§ Task to complete:
Each line of the material must reappear unchanged in the answer.

§ Supplied material:
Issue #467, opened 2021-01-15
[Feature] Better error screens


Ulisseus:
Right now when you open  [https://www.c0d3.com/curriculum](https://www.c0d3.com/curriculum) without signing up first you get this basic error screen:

§ Expected output:
Issue #467, opened 2021-01-15
[Feature] Better error screens


Ulisseus:
Right now when you open  [https://www.c0d3.com/curriculum](https://www.c0d3.com/curriculum) without signing up first you get this basic error screen:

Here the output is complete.